## WHAT YOU WILL DO
Please retype all of the following entries exactly.
--- DATASET RECORDS ---
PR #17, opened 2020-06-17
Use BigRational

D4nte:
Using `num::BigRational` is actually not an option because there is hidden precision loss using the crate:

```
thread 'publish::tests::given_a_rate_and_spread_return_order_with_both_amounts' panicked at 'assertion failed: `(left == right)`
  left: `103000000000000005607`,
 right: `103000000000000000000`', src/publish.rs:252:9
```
---
## SOLUTION
PR #17, opened 2020-06-17
Use BigRational

D4nte:
Using `num::BigRational` is actually not an option because there is hidden precision loss using the crate:

```
thread 'publish::tests::given_a_rate_and_spread_return_order_with_both_amounts' panicked at 'assertion failed: `(left == right)`
  left: `103000000000000005607`,
 right: `103000000000000000000`', src/publish.rs:252:9
```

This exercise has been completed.